Eye Contact
By Donna Marie Todd
I was in Illinois to celebrate the holiday with my sister and left the suburb on an L train to visit the heart of the Windy City. I was hungry for a taste of big-city Christmas. The landscape changed from house with yard to condo with sidewalk to apartment with balcony to tenement with graffiti as we rose in and out of the subterranean railed landscape that moves workers from home to office and back in cities like Chicago across the world.
The decorations were grand and gaudy; gaudy and grand as befits the city with the most skyscrapers in the world. (This according to my friend John who travelled there a lot.) I ate an $8 cookie called The Goddess at a pastry shop aptly named The Goddess and the Baker and washed it down with a lukewarm latte that was seriously overpriced. But I’m not complaining because it was a sweet gift from my beautiful niece who calls this city home. She knew her way around let me tell you.
She knows the lingo: Head high, shoulders back, rapid walk, own the space, fix eyes on distant points, never look into the face as it passes by. To gaze at another is to invite danger don’t you know. When I saw her stance, I remembered it from the cities I inhabited and found myself mirroring her moves. Returning to those caged-animal instincts that cities produce. And within me it rose again: The un-named, purse-clutching, breath-shortening, shoulder skimming, eye-avoiding fear of the other.
This is no longer my world and I am glad of it. Thronged tightly with others, like cows pushed into a cattle car, we moved through the crowded Kris Kringle market no longer people but a herd. The city was so crowded we literally couldn’t move without matching the gait of the other: The one next to us, the one ahead of us, never really noticing who they were.
I, me, the woman called Donna Marie began an experiment. If I made eye contact then would others be present to me? Could we become more than passing bodies, could we be passing souls? One, two, twelve, thirteen before a glance was returned and the mouth of the other drew into a quick smile that mirrored mine.

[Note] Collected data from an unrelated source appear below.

PR #461, opened 2022-04-26
frontend EWS data

JorgeMartinezG:
This PR enables PRISM to read from EWS sms API. The information is displayed as a point data layer.
- On a given date, PRISM reads all values for each sensor, using the following request:
```
http://sms.ews1294.info/api/v1/sensors/sensor_event?start=2022-04-23T00:00:00Z&end=2022-04-23T23:59:59Z
```

Then, the mean, max and min statistics are computed for each location, which are included within the geojson locations. 

image

### DIFF
--- a/src/config/types.ts
+++ b/src/config/types.ts
@@ -390,6 +390,10 @@ export class ImpactLayerProps extends CommonLayerProps {
   api?: StatsApi;
 }
 
+export enum PointDataProcessing {
+  EWS = 'ews',
+}
+
 export class PointDataLayerProps extends CommonLayerProps {
   type: 'point_data';
   data: string;
@@ -420,6 +424,9 @@ export class PointDataLayerProps extends CommonLayerProps {
 
   @optional
   boundary?: LayerKey;
+
+  @optional
+  processing?: PointDataProcessing;
 }
 
 export type RequiredKeys<T> = {
@@ -524,4 +531,15 @@ export interface RequestFeatureInfo extends FeatureInfoType {
 
 type AdminLevelDisplayType = {
   adminCode: string;
+};
+
+export type PointData = {
+  lat: number;
+  lon: number;
+  date: number; // in unix time.
+  [key: string]: any;
+};
+
+export type PointLayerData = {
+  features: PointData[];
 };
--- a/src/utils/ews-utils.ts
+++ b/src/utils/ews-utils.ts
@@ -1,0 +1,111 @@
+import { FeatureCollection, Point } from 'geojson';
+import moment from 'moment';
+import { PointData } from '../config/types';
+
+const BASE_URL = 'http://sms.ews1294.info/api/v1';
+
+type statsEWS = {
+  max: number | null;
+  mean: number | null;
+  min: number | null;
+};
+
+/* eslint-disable camelcase */
+type EWSSensorData = {
+  location_id: number;
+  value: [string, number];
+};
+/* eslint-enable camelcase */
+
+export const createEWSDatesArray = (): number[] => {
+  const datesArray = [];
+  const endDate = moment(
+    moment().utcOffset('+0700').format('YYYY-MM-DD'),
+  ).valueOf(); // Asia/Phnom_Penh
+
+  const tempDate = moment('2021-01-01');
+  while (tempDate.valueOf() <= endDate) {
+    // eslint-disable-next-line fp/no-mutating-methods
+    datesArray.push(tempDate.valueOf());
+
+    tempDate.add(1, 'days');
+  }
+
+  return datesArray;
+};
+
+const fetchEWSLocations = async (): Promise<FeatureCollection> => {
+  const url = `${BASE_URL}/location.geojson?type=River`;
+
+  const resp = await fetch(url);
+  const featureCollection: FeatureCollection = await resp.json();
+
+  return featureCollection;
+};
+
+const fetchEWSDataPoints = async (date: number): Promise<EWSSensorData[]> => {
+  const momentDate = moment(date).utc();
+
+  const startDate = momentDate.startOf('day').format();
+  const endDate = momentDate.clone().endOf('day').format();
+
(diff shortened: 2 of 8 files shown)


wadhwamatic:
@JorgeMartinezG - great to see this moving along. A few issues:
1. It seems that we're not yet managing time zones? When I activate the EWS layer today (26-April), it tried to fetch data for 27-April. See screenshot below
2. The symbology for the point data on the map should be based on the river level for a given day (we're using max for now), and the trigger levels  _for each individual sensor_. The trigger levels are found in the locations endpoint. For example, "external_id": "TEPv4.0-001" has the following following: "trigger_levels": { "severe_warning": 5700, "warning": 5200, "watch_level": 4680}. 
3. We should use the same color coding as what is currently on https://www.prism-kh.info/ (Green, Yellow, Red). I believe Eugene had the symbology working correctly 

Screen Shot 2022-04-26 at 14 48 30
Screen Shot 2022-04-26 at 14 48 43

JorgeMartinezG:
@wadhwamatic applied changes. BTW, Eugene uses mean statistic

wadhwamatic:
@JorgeMartinezG - just a reminder - we also need to have the line chart appear when we click on a sensor

wadhwamatic:
This is looking good @JorgeMartinezG . As discussed today, let's utilize the max value to determine map symbology. This will allow us to more accurately show when a river exceeded a higher threshold at any given time during a day

wadhwamatic:
Thanks for the max level fix @JorgeMartinezG . I tested toggling between English and Khmer and consistently face an error (screen just goes blank). Steps to reproduce:
1. Activate EWS layer
2. Click on any data point / river sensor
3. Switch to Khmer

The same things happens if you switch to Khmer first, and then follow the steps above

src/components/DataDrawer/Chart/index.tsx
```diff
@@ -116,6 +121,7 @@ function formatChartData(data: TableData, config: ChartConfig) {
         backgroundColor: colors[i],
         borderColor: colors[i],
         borderWidth: 2,
+        pointRadius: data.EWSConfig ? 0 : undefined,
```
ericboucher, line 124: Add a small comment explaining what's happening?

ericboucher: if you keep it undefined doesnt it get overridden in datasetsWithTresholds already?

src/components/MapView/Layers/PointDataLayer/index.tsx
```diff
@@ -55,6 +65,13 @@ function PointDataLayer({ layer }: { layer: PointDataLayerProps }) {
     dispatch(
       addPopupData(getFeatureInfoPropsData(layer.featureInfoProps || {}, evt)),
     );
+
+    if (layer.processing === PointDataProcessing.EWS && selectedDate) {
+      dispatch(clearDataset());
+
+      const ewsDatasetParams = createEWSDatasetParams(feature.properties);
```
ericboucher, line 72: Should we do `feature?.properties` to be safe?

src/config/types.ts
```diff
@@ -440,6 +444,9 @@ export class PointDataLayerProps extends CommonLayerProps {
 
   @optional
   boundary?: LayerKey;
+
+  @optional
+  processing?: PointDataProcessing;
```
ericboucher, line 449: is it `processing` or `loading`?

ericboucher: I'm a bit confused about this `processing` enum and what it's used for? Can you explain?

ericboucher:
Looks good overall, just a few comments and we should be gtg.

JorgeMartinezG:
Applied feedback in commit f555d3e68acddf81330762eb164beca36a4e60e4

wadhwamatic (approved):
I tested again after the latest code refactoring. Works as expected. Over to @ericboucher for final clearance

wadhwamatic:
I found an error when I activated a second layer (flood monitoring) and then clicked back in time. See screenshot below. I would suggest we disable the ability to show two layers simultaneously which both have a time attribute for now. 

Steps to reproduce the error:
1. Activate EWS layer
2. Navigate to 2022-05-10
3. Activate flood monitoring data
4. Click back in the timeline to go to 2022-05-09

Screen Shot 2022-05-23 at 10 28 11

src/utils/admin-utils.ts
```diff
@@ -67,10 +60,10 @@ export const getChartAdminBoundaryParams = (
   );
 
   const adminBoundaryParams: AdminBoundaryParams = {
-    title,
     boundaryProps,
-    serverParams: { layerName: serverLayerName, url },
-    chartType,
+    serverLayerName,
+    url,
+    id: levels[levels.length - 1].id,
```
ericboucher, line 66: Let's create a util function for this (`levels[levels.length - 1].id`) since we are using it throughout the app and it could be error-prone if we were to change the order somewhere

src/utils/ews-utils.ts
```diff
@@ -0,0 +1,206 @@
+import GeoJSON, { FeatureCollection, Point } from 'geojson';
+import moment from 'moment';
+import { PointData, PointLayerData } from '../config/types';
+
+const BASE_URL = 'http://sms.ews1294.info/api/v1';
```
ericboucher, line 5: Let's pass this as a config parameter in layers.json, no?

src/components/DataViewer/index.tsx
```diff
@@ -18,63 +18,87 @@ import {
...
   useEffect(() => {
-    if (params && selectedDate && id) {
+    if (!params || !selectedDate) {
+      return;
+    }
+
+    if (isAdminBoundary(params)) {
+      const { id, boundaryProps, url, serverLayerName } = params;
       dispatch(
         loadDataset({
```
ericboucher, line 56: I think some of the logic should be moved into `loadDataset` and `loadDataset` should be the one function that behaves differently based on the `loader`. wdyt?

We think we are creating safety with this lack of seeing. But a lack of seeing makes us, we ourselves, feel unimportant and unknown. Being seen is magical. Healing comes from being known and then safety arises.
“Stress! The silent killer!” the headlines declare. Do you know stress with a Capital S is exchanged hormonally by mammals in a herd, did you know that? It’s fascinating stuff, this modern science. Stress is responsible for heart disease and anxiety and high blood pressure and cancer and Lord only knows what else. And we are increasingly driven by a self-induced panic that causes us to race from one task to the next without ever seeing where we are going or looking into the eyes of the people next to us. We are cutting ourselves off from the very thing we need the most: each other.
So I propose a Christmas experiment; a controlled study of our humanity. A test where we say, “Happy Holidays” with a smile and let our eyes look into theirs. If eyes are the windows to the soul, then our souls can only touch if we are bold enough to take the risk, to be the first one to exchange a glance. Then see if this simple act makes you feel more human, more connected, more loved, less stressed.